Nevertheless by operating at a frequency in the kHz, it can get by with fewer turns, and less metal mass. That reduces expense.

Then a few more components and control circuitry need to be added. It adds to the expense. It is common to have to choose between such trade-offs.
 

sorry Brad, for a 1kVA inverter using a 50/60Hz transformer, the transformer rating must be 1kVA no matter how the fundamental is generated...there is no saving...
 

sorry Brad, for a 1kVA inverter using a 50/60Hz transformer, the transformer rating must be 1kVA no matter how the fundamental is generated...there is no saving...

Yes, watts are watts. I admit I wouldn't know how to design a transformer to carry 1kVA, whether it was at 50 Hz or 50 kHz. I know there would be saturation current to consider, and primary and secondary Henry value, and metal mass, and type of metal, etc.

We can see that SPWM is an alluring concept to so many people who want to make their own step-up inverter.

Evidently SPWM it must offer several advantages. Because there are not many people coming here saying 'I want to build a big, bulky inverter with a 50 Hz transformer, like commercial units made decades ago.'
 

What you call SPWM can only be applied only in two ways to enact an inverter, 1) to a set of 4 fets running off a 350V bus, to provide the desired Vac out, needs to be filtered to remove the sw freq, and,
2) on a low volt set of fets intended to drive a transformer to get 230Vac (for eg) at 50/60Hz, filtering still needed somewhere, either LV side or HV side.
If the latter then the Tx needs to rated as for a normal mains Tx + the sw losses it will incur.

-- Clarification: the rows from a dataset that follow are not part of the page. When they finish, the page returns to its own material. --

PR #279, opened 2025-11-25
Allow skip over reused ids

DanRod1999:
Cherry pick of https://github.com/iTwin/imodel-transformer/pull/276
Resolves https://github.com/iTwin/itwinjs-backlog/issues/1762#issuecomment-3563326039

### DIFF
--- a/packages/transformer/src/IModelExporter.ts
+++ b/packages/transformer/src/IModelExporter.ts
@@ -10,7 +10,6 @@ import {
   BriefcaseDb,
   BriefcaseManager,
   ChangedECInstance,
-  ChangesetECAdaptor,
   DefinitionModel,
   ECSqlStatement,
   // eslint-disable-next-line @typescript-eslint/no-redeclare
@@ -24,7 +23,6 @@ import {
   IModelHost,
   IModelJsNative,
   Model,
-  PartialECChangeUnifier,
   RecipeDefinitionElement,
   Relationship,
   SqliteChangeOp,
@@ -1170,7 +1168,33 @@ export class ChangedInstanceIds {
    * from the set of updatedIds and add it to the set of deletedIds for the appropriate class type.
    * @param change ChangedECInstance which has the ECInstanceId, changeType (insert, update, delete) and ECClassId of the changed entity
    */
-  public async addChange(change: ChangeInstanceKey): Promise<void> {
+  public async addChange(change: ChangedECInstance): Promise<void> {
+    if (!this._ecClassIdsInitialized) await this.setupECClassIds();
+    const ecClassId = change.ECClassId ?? change.$meta?.fallbackClassId;
+    if (ecClassId === undefined)
+      throw new Error(
+        `ECClassId was not found for id: ${change.ECInstanceId}! Table is : ${change?.$meta?.tables}`
+      );
+    const changeType: SqliteChangeOp | undefined = change.$meta?.op;
+    if (changeType === undefined)
+      throw new Error(
+        `ChangeType was undefined for id: ${change.ECInstanceId}.`
+      );
+    if (this._relationshipSubclassIdsToSkip?.has(ecClassId)) return;
+
+    if (this.isRelationship(ecClassId))
+      this.handleChange(this.relationship, changeType, change.ECInstanceId);
+    else if (this.isCodeSpec(ecClassId))
+      this.handleChange(this.codeSpec, changeType, change.ECInstanceId);
+    else if (this.isAspect(ecClassId))
+      this.handleChange(this.aspect, changeType, change.ECInstanceId);
+    else if (this.isModel(ecClassId))
+      this.handleChange(this.model, changeType, change.ECInstanceId);
+    else if (this.isElement(ecClassId))
+      this.handleChange(this.element, changeType, change.ECInstanceId);
+  }
+
+  public async addChangeKey(change: ChangeInstanceKey): Promise<void> {
     if (!this._ecClassIdsInitialized) await this.setupECClassIds();
     const ecClassId = change.classId;
     if (ecClassId === undefined)
@@ -1532,7 +1556,7 @@ class ChangesetProcessor {
           const key = makeKey(row);
           if (!instanceKeySet.has(key)) {
             instanceKeySet.add(key);
-            await store.addChange(row);
+            await store.addChangeKey(row);
           }
         }
       }
--- a/packages/transformer/src/IModelExporter.ts
+++ b/packages/transformer/src/IModelExporter.ts
@@ -31,6 +31,7 @@ import {
 import {
   assert,
   DbResult,
+  GuidString,
   Id64,
   Id64Arg,
   Id64Set,
@@ -1485,6 +1486,10 @@ interface ChangeInstanceKey {
   fallbackClassId: Id64String;
   /** The previous ECClassId before the change, if applicable */
   previousClassId?: Id64String;
+  /** The federation GUID associated with the instance, if available */
+  federationGuid?: GuidString;
+  /** The previous federation GUID associated with the instance, if available */
+  previousFederationGuid?: GuidString;
 }
 
 type ActionOnIdReuseDetected = "Skip" | "Fail";
@@ -1542,10 +1547,20 @@ class ChangesetProcessor {
       db: this.db,
       disableSchemaCheck: true,
     });
-
+    let fedGuidColumnIndex: number | undefined;
     try {
       while (csReader.step()) {
-        const row = this.processRow(csReader);
+        if (
+          csReader.tableName === "bis_Element" &&
+          fedGuidColumnIndex === undefined
+        ) {
+          fedGuidColumnIndex = csReader
+            .getColumnNames(csReader.tableName)
+            .indexOf("FederationGuid");
+          if (fedGuidColumnIndex < 0) fedGuidColumnIndex = undefined;
+        }
+
+        const row = this.processRow(csReader, fedGuidColumnIndex);
         // SKIP over row where ClassId was reused
         if (row) {
           if (row.isIdReused)
@@ -1579,7 +1594,8 @@ class ChangesetProcessor {
    * available in the changeset.
    */
   private processRow(
-    reader: SqliteChangesetReader
+    reader: SqliteChangesetReader,
+    fedGuidColumnIndex?: number
   ): ChangeInstanceKey | undefined {
     const tableName = reader.tableName;
     if (
@@ -1643,6 +1659,25 @@ class ChangesetProcessor {
       }
     }
 
+    let federationGuid: GuidString | undefined;
+    let previousFederationGuid: GuidString | undefined;
+    if (fedGuidColumnIndex) {
+      const oldFedGuid =
+        reader.op !== "Inserted"
+          ? reader.getChangeValueBinary(fedGuidColumnIndex, "Old")
+          : undefined;
+      const newFedGuid =
+        reader.op !== "Deleted"
+          ? reader.getChangeValueBinary(fedGuidColumnIndex, "New")
+          : undefined;
+      if (newFedGuid) {
+        federationGuid = ChangesetProcessor.convertBinaryToGuid(newFedGuid);
+      } else if (oldFedGuid) {
+        previousFederationGuid =
+          ChangesetProcessor.convertBinaryToGuid(oldFedGuid);
+      }
+    }
+
     return {
       instanceId,
       classId,
@@ -1651,7 +1686,21 @@ class ChangesetProcessor {
       op: reader.op,
       isIdReused,
       tableName,
+      federationGuid,
+      previousFederationGuid,
     };
+  }
+  private static convertBinaryToGuid(binaryGUID: Uint8Array): GuidString {
+    // Check if the array has 16 elements
+    if (binaryGUID.length !== 16) {
+      throw new Error("Invalid array length for Guid");
+    }
+    // Convert each element to a two-digit hexadecimal string
+    const hex = Array.from(binaryGUID, (byte) =>
+      byte.toString(16).padStart(2, "0")
+    );
+    // Join the hexadecimal strings and insert hyphens
+    return `${hex.slice(0, 4).join("")}-${hex.slice(4, 6).join("")}-${hex.slice(6, 8).join("")}-${hex.slice(8, 10).join("")}-${hex.slice(10, 16).join("")}`;
   }
   /**
    * Retrieves the ECClassId for a given instance directly from the database.
--- a/packages/transformer/src/IModelExporter.ts
+++ b/packages/transformer/src/IModelExporter.ts
@@ -1501,6 +1501,7 @@ type ActionOnIdReuseDetected = "Skip" | "Fail";
 class ChangesetProcessor {
   private _cacheTables = new Map<string, TableInfo>();
   private _onIdReuseDetected: ActionOnIdReuseDetected = "Fail";
+  private _deletedReusedIds: Set<GuidString> = new Set();
   public constructor(public readonly db: IModelDb) {}
 
   /**
@@ -1561,7 +1562,7 @@ class ChangesetProcessor {
         }
 
         const row = this.processRow(csReader, fedGuidColumnIndex);
-        // SKIP over row where ClassId was reused
+        // where ClassId is reused add to deletedReusedIds list and set op to inserted
         if (row) {
           if (row.isIdReused)
             if (this._onIdReuseDetected === "Fail") {
@@ -1672,7 +1673,7 @@ class ChangesetProcessor {
           : undefined;
       if (newFedGuid) {
         federationGuid = ChangesetProcessor.convertBinaryToGuid(newFedGuid);
-      } else if (oldFedGuid) {
+      } else if (oldFedGuid && oldFedGuid.length !== 0) {
         previousFederationGuid =
           ChangesetProcessor.convertBinaryToGuid(oldFedGuid);
       }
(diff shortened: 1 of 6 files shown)


DanRod1999:
Currently the test I've labeled with it.only is failing. Everything else succeeded. Have not yet figured out if it is due to bug in Affan's changes or if failure should be expected.

packages/transformer/src/IModelExporter.ts
```diff
@@ -1427,25 +1448,270 @@ export class ChangedInstanceIds {
...
+  /**
+   * Processes a single row from the changeset reader and extracts change information.
+   * @param reader The SqliteChangesetReader positioned at the current row.
+   * @returns A ChangeInstanceKey object containing the extracted change information, or undefined
+   * if the row should be skipped (e.g., system tables, invalid primary keys).
+   * @remarks This method handles special cases such as virtual ClassId columns, ClassId changes
+   * during updates (ID reuse), and falls back to querying the database when ClassId is not
+   * available in the changeset.
+   */
+  private processRow(
```
JulijaRamoskiene, line 1627: `processRow()` is re-implementing first half of `ChangesetECAdaptor.step()` with slight twists. 
Is it possible to add this fix into  `ChangesetECAdaptor` instead, it could be: 
- Optional step() option to skip parsing property changes
- Separate method that would be used to only extract changed element data without parsing properties
- or maybe there is a way to adjust ChangesetECAdaptorso so that this 'corrupted' change is parsed as  2 changes (delete and insert)? 

I think it is not best idea to put changeset parsing / reading logic  into this imodel-transformer repo, as:
- Code is duplicated
- Current implementation has a lot of internal details about parsing change sets. Transformer should not be aware of them. 
- It might  be hard to maintain and fix this code in case it fails, as transformer maintainers do not posses required knowledge about parsing change sets.
- If it is put here, it will fix issue only for our service. e.g. Changed elements service is also failing while processing such change set.
- We would need to write tests for change set processing here or copy some  unit tests from ChangesetECAdaptor.

packages/transformer/src/IModelExporter.ts
```diff
@@ -1427,25 +1448,270 @@ export class ChangedInstanceIds {
...
+  classId?: Id64String;
+  /** Indicates if the instance ID was reused (i.e., ClassId changed during an update operation) */
+  isIdReused?: true;
+  /** The type of change operation performed on the instance */
+  op: SqliteChangeOp;
+  /** The name of the ECDb table containing the changed instance */
+  tableName: string;
+}
+
+type ActionOnIdReuseDetected = "Skip" | "Fail";
```
JulijaRamoskiene, line 1509: Both actions in  `ActionOnIdReuseDetected` fail to  handle both elements. 

 "Skip" option means that in scenario where element is deleted, and other element with same instance id is added transformer will:
- leave old deleted element in target
- add new element to source

Old deleted element needs to be deleted from target.

packages/transformer/src/IModelExporter.ts
```diff
@@ -1427,25 +1448,270 @@ export class ChangedInstanceIds {
...
+      await this.processFile(csFileProp, store);
+    }
+  }
+
+  /**
+   * Processes a single changeset file and extracts changed instance information.
+   * @param csFileProp The changeset file properties.
+   * @param store The ChangedInstanceIds object to populate with extracted changes.
+   * @remarks This method reads through the changeset file, processes each row, and adds valid changes
+   * to the store. Duplicate changes (based on instanceId and classId) are skipped, and rows where
```
JulijaRamoskiene, line 1549: It might not be safe to skip changes: What if element is deleted then re-added (with same class)? 
In case this skipping logic is needed, consider adding operation type into key in `makeKey()`

packages/transformer/src/IModelExporter.ts
JulijaRamoskiene: Note: transformer currently does not support adding same instance id as deleted &  inserted / updated: https://github.com/iTwin/imodel-transformer/blob/df016da7573c13c5d45e7aabbdf3e2c7be045e13/packages/transformer/src/IModelExporter.ts#L1361

JulijaRamoskiene (changes requested):

packages/transformer/src/test/standalone/IModelTransformerHub.test.ts
```diff
@@ -1412,7 +1412,7 @@ describe("IModelTransformerHub", () => {
     await tearDown();
   });
 
-  it("should merge changes made on a branch back to master", async () => {
+  it.only("should merge changes made on a branch back to master", async () => {
```
JulijaRamoskiene: Processinng user iModel fails with same error as `should merge changes made on a branch back to master` test.
Unit test failure: 
```
1) IModelTransformerHub
        should merge changes made on a branch back to master:
      Error: ECClassId was not found for id: 0x17! Table is : bis_Element
       at ChangedInstanceIds.addChangeKey (src\IModelExporter.ts:1201:13)
       at ChangesetProcessor.processFile (src\IModelExporter.ts:1559:25)
       at ChangesetProcessor.processFiles (src\IModelExporter.ts:1517:7)
       at Function.initialize (src\IModelExporter.ts:1455:5)
       at IModelExporter.initialize (src\IModelExporter.ts:363:29)
       at IModelTransformer.initialize (src\IModelTransformer.ts:3009:5)
       at IModelTransformer.process (src\IModelTransformer.ts:3406:5)
       at runTimeline (src\test\TestUtils\TimelineTestUtil.ts:527:11)
       at Context.<anonymous> (src\test\standalone\IModelTransformerHub.test.ts:1676:42) 
 
```

Exception thrown while processing user iModel:

```
ECClassId was not found for id: 0x470000000e2a! Table is : bis_Element | stack: Error: ECClassId was not found for id: 0x470000000e2a! Table is : bis_Element\n
    at ChangedInstanceIds.addChangeKey (C:\\repositories\\git\\iModelTransformations\\agent\\dist\\main.js:328374:19)\n
    at ChangesetProcessor.processFile (C:\\repositories\\git\\iModelTransformations\\agent\\dist\\main.js:328643:37)\n    
	at async ChangesetProcessor.processFiles (C:\\repositories\\git\\iModelTransformations\\agent\\dist\\main.js:328609:13)\n
    at async ChangedInstanceIds.initialize (C:\\repositories\\git\\iModelTransformations\\agent\\dist\\main.js:328577:9)\n
    at async Exporter.initialize (C:\\repositories\\git\\iModelTransformations\\agent\\dist\\main.js:327716:33)\n    
	at async Transformer.initialize (C:\\repositories\\git\\iModelTransformations\\agent\\dist\\main.js:109831:9)\n    
	at async Transformer.initialize (C:\\repositories\\git\\iModelTransformations\\agent\\dist\\main.js:168622:9)\n    
	at async descriptor.value (C:\\repositories\\git\\iModelTransformations\\agent\\dist\\main.js:269630:32)\n    
	at async Transformer.manualProcessChangesInitialize (C:\\repositories\\git\\iModelTransformations\\agent\\dist\\main.js:169122:9)\n    
	at async Transformer.startTransformation (C:\\repositories\\git\\iModelTransformations\\agent\\dist\\main.js:168512:13)
```

packages/transformer/src/IModelExporter.ts
khanaffan: This isn’t really a fix—it’s more of a hack/workaround. Changing our API to handle incorrect data could cause bigger problems later. It’s not just the transformer; the change element API will also be impacted, and version comparisons might fail. This introduces a new scenario that everyone would need to account for. The real issue is that the data is wrong, not that our APIs are lacking.

I suggest we fix the connector and, if possible, delete the changeset and regenerate the data. Otherwise, this incorrect data could cause long-term headaches.

khanaffan: I will add check on imodel02 and itwin.js that fail to push changeset where ECClassId was updated. This will fail the connector or any client that attempt to push data with updated ECClassId.

packages/transformer/src/test/standalone/IModelTransformerHub.test.ts
khanaffan: Fixed

```cs
│   imodel-transformer
│     ✔ should should simplify Element geometry in the target iModel (387ms)
│     ✔ should should combine PhysicalModels in the target iModel (281ms)
│     ✔ should exclude categories (315ms)
│     ✔ should clone element struct array entries including when their class layout changes (516ms)
│     ✔ should clone element structs values (476ms)
│   5 passing (2s)
```

packages/transformer/src/IModelExporter.ts
khanaffan: For given changeset a row in table can only appear once as either inserted or update or deleted. OP will have no effect. Though i my recent fix for test i expanded the key to include classid, fallbackclassid as classid can be undefined.

packages/transformer/src/IModelExporter.ts
khanaffan: That is correct. @DanRod1999 can we do that?. Can we create list of element that we want to delete before starting processing changed elementids.

khanaffan: I also agree with @JulijaRamoskiene  that simply skipping is not correct behaviour. DELETE and insert is the correct solution. For that I have provided enough information from ChangesetProcessor that should help @DanRod1999 make a change down in transformer to delete and insert. There should be seperate list of deleted elements that had reused the id and they should be recorded as insert in the changeinstanceids data structure.

DanRod1999:
> I suggest we fix the connector and, if possible, delete the changeset and regenerate the data. Otherwise, this incorrect data could cause long-term headaches.

If we are able to do this, is this PR even worth attempting? It seems like we'd be including some fairly redundant code just for the sake of handling improper data?

packages/transformer/src/IModelExporter.ts
```diff
@@ -1427,25 +1450,337 @@ export class ChangedInstanceIds {
...
+        reader.op !== "Inserted"
+          ? reader.getChangeValueBinary(fedGuidColumnIndex, "Old")
+          : undefined;
+      const newFedGuid =
+        reader.op !== "Deleted"
+          ? reader.getChangeValueBinary(fedGuidColumnIndex, "New")
+          : undefined;
+      if (newFedGuid && newFedGuid.length !== 0) {
+        federationGuid = ChangesetProcessor.convertBinaryToGuid(newFedGuid);
+      } else if (oldFedGuid && oldFedGuid.length !== 0) {
```
JulijaRamoskiene: [Q] Why `else if`? Why `previousFederationGuid` is parsed only if `newFedGuid` is empty?

JulijaRamoskiene: @DanRod1999 since `previousFederationGuid` is almost never parsed,  code below  fails to collect deleted elements:
```typescript
        // where ClassId is reused add to deletedReusedIds list
        if (row) {
          if (row.isIdReused && row.previousFederationGuid) {
            store.deletedReusedIds.add(row.previousFederationGuid);
            row.op = "Inserted";
          }
```

DanRod1999: @khanaffan, is my logic for creating a list of deleted elements wrong here, or as Julija mentioned, should previous fedGuid be parsed regardless of newFedGuid's contents?

khanaffan: > [Q] Why `else if`? Why `previousFederationGuid` is parsed only if `newFedGuid` is empty?

fixed.

khanaffan: > be parsed regardless of newFedGuid's contents?

seem fine. I am not sure if row.op is used but if its used downstream then it should be row.op = "Deleted".

DanRod1999:
Was able to test some of these changes in transformation service, and intial results look promising, however further testing is needed. I was able to get past the error the service transformer is hitting, and it looks like duplicate elements are not appearing. Currently attempting to adjust Affan's test "Instance update to a different class (bug)" to process changesets with new transformer logic instead of ChangesetECAdapter. Hopefully I can see the same behavior, and then have an easier test bed to check if Transformer logic to delete duplicate entities is working correctly.

DanRod1999:
I updated the test to perform a transformation that processes changes of the buggy changeset created in the test. Behavior seems to be correct but if someone can review my process and checks appear correct that would be great. I'm currently trying to figure out how to expand this test to also check models and relationships with improper reused ids.

I'd like to clarify one thing though. I am currently using imodel importer's delete which uses deleteElmeentTreeCascade(). My understanding is this is so we delete all related elements part of its tree. However, is it possible that this would delete elements that are still relevant to the element that still exists in the imodel. For example, lets say I have el1 that goes through a bad changeset and that instanceId is replaced with el2. If el1 has a child el1child, how do we know that we want to delete that child element and that its no longer supposed to be related to el2? In the case that el1child had a similar issue and was replaced with el2child than that element should also hit the reusedId logic and be deleted. Is it guaranteed that we want to delete all related elements?

packages/transformer/src/test/standalone/BadChangeSet.test.ts
```diff
@@ -0,0 +1,421 @@
...
+  });
+
+  it("Instance update to a different class (bug)", async () => {
+    /**
+     * Test scenario: Verifies changeset reader behavior when an instance ID is reused with a different class.
+     *
+     * Steps:
+     * 1. Import schema with two classes (T1 and T2) that inherit from GraphicalElement2d.
+     *    - T1 has property 'p' of type string
+     *    - T2 has property 'p' of type long
```
JulijaRamoskiene, line 51: Have you tried setting property types to something that would throw `InvalidRange` error? Could be a separate test to make sure our parsers are not throwing.

DanRod1999: I have not, but I'll try

mindaugasdirg:
> I updated the test to perform a transformation that processes changes of the buggy changeset created in the test. Behavior seems to be correct but if someone can review my process and checks appear correct that would be great. I'm currently trying to figure out how to expand this test to also check models and relationships with improper reused ids.
> 
> I'd like to clarify one thing though. I am currently using imodel importer's delete which uses deleteElmeentTreeCascade(). My understanding is this is so we delete all related elements part of its tree. However, is it possible that this would delete elements that are still relevant to the element that still exists in the imodel. For example, lets say I have el1 that goes through a bad changeset and that instanceId is replaced with el2. If el1 has a child el1child, how do we know that we want to delete that child element and that its no longer supposed to be related to el2? In the case that el1child had a similar issue and was replaced with el2child than that element should also hit the reusedId logic and be deleted. Is it guaranteed that we want to delete all related elements?

No, deleteElementTreeCascade deletes assumes that all related elements should also be deleted. Previously, it worked because transformer had already iterated through all the source iModel entities and all the parent-child, model-element relationships would have been updated and wouldn't have relationship to the deleted element. For example, during the first transformation source iModel had elements el1 and el2 and el1 element had child elements el11 and el12. 

```
Root subject -> el1 -> el11
         |       |
         |       ----> el12
         ---------> el2
```
Then the second transformation processes changesets where element el1 and el11 were deleted, while element el12 has been updated to have el2 as a parent.
```
Root subject -> el2 -> el12
```

Transformer will first iterate element el12, update it and only then it will process the deletes deleting el1 and el11 using deleteElementTreeCascade.

packages/transformer/src/IModelTransformer.ts
```diff
@@ -3010,8 +3023,95 @@ export class IModelTransformer extends IModelExportHandler {
...
+                loggerCategory,
+                `Failed to delete model ${instanceToDelete.instanceId} from class ${classFullName}: ${error}`
+              );
+            }
+            break;
+        }
+      }
+    } else {
+      // Exporter must be initialized prior to processing changesets in order to properly handle entity recreations (an entity delete followed by an insert of that same entity).
+      await this.processChangesets();
```
DanRod1999, line 3113: Calling this function was throwing errors when the elements with reusedIds had class changes with conflicting types. You can see this test: "Instance update to a different class and prop types (bug)", to check how I did this, and confirm it is valid.

To solve this problem I wrapped the processChangesets() in and else stmt, so it should only run if no reused ids were caught. However, I am not confident that this is the correct solution.

packages/transformer/src/test/standalone/BadChangeSet.test.ts
DanRod1999: I added a second test to try this

packages/transformer/src/test/standalone/BadChangeSet.test.ts
```diff
@@ -0,0 +1,765 @@
...
+    });
+    // 1. Import schema with classes that span overflow table.
+    // Schema replicates the incompatibility seen between RevitDynamic:Gate_Curtain_Wall_Single (EDITED_BY as Timestamp/dateTime)
+    // and RevitDynamic:System_Panel (EDITED_BY as string)
+    const schema = `<?xml version="1.0" encoding="UTF-8"?>
+    <ECSchema schemaName="TestDomain" alias="ts" version="01.00" xmlns="http://www.bentley.com/schemas/Bentley.ECXML.3.1">
+        <ECSchemaReference name="BisCore" version="01.00" alias="bis"/>
+        <ECEntityClass typeName="T1">
+            <BaseClass>bis:GraphicalElement2d</BaseClass>
+              <ECProperty propertyName="EDITED_BY" typeName="dateTime"/>
```
DanRod1999, line 478: This test mimics the conditions of the user error that caught this by using a class that has a date time type and a 2nd class that only has a string type.

This seems to reproduce the error we saw in user model, and when testing the user model with my changes to the transformer I did not get any invalid time errors. However, in this test I still get invalid time errors when preforming the transform. Because of this I changed some of the logic in imodelTransformer (see comment above). I need to retry my prev changes with the user model and confirm I do not get the invalid time error. If I do get a successful run I assume this test differs in some way, but I'm unsure how that would be.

For 1) above some where a step up stage has been used to create the 350VDC

For 2) the mains Tx does the step up, many commercial inverters and grid tied inverters use a mains Tx this way.
 

1) to a set of 4 fets running off a 350V bus, to provide the desired Vac out, needs to be filtered to remove the sw freq, and,
2) on a low volt set of fets intended to drive a transformer to get 230Vac (for eg) at 50/60Hz

There have been posters who discussed building these topologies. I have run simulations and I agree they work.

Here is the simulation that demonstrates SPWM through a step-up transformer.



I chose a low carrier frequency so that the waveforms are obvious.

The primary has a small Henry value.

The Ampere waveform going through the primary is of interest. It is a sinewave with spikes superimposed on it. They take on the SPWM pattern.

As it is, however, the spikes make it necessary to have a higher saturation current.

The spikes would be less prominent if the primary inductance were greater. The transformer could get by with a lower saturation current.

I wouldn't present it as an optimum design, but I believe I remember one or more posters who built (or thought they could build) an inverter something like this. The idea is just too appealing, to think it might permit us to make the transformer smaller.

I could be wrong.
 

It is tempting to think you can use a smaller transformer, but of course you can't get 50/60Hz out of a small switch-mode type Tx, the average volt seconds over one half cycle dictate the turns and core size, when this is 8.333 or 10mS you are stuck with iron & Cu.
There is one partial exception, say you have a forward converter (or any converter really) and you modulate the output so that it makes positive half sine waves at its o/p, 0 - 325 - 0 - 325...etc then feed this to an H bridge and use the switches to "unfold" this to your load (the mains) so that it matches the mains polarity. This is what Enphase do in their 250W micro-inverters, they use a very high efficiency resonant flyback to generate the "rectified" sine o/p....and 4 x igbt's to unfold it to the mains...
 


I am experimenting with a simulator, to find an efficient method to apply the concept. It looks like it could be a way to avoid the large bulky transformer/ inductor.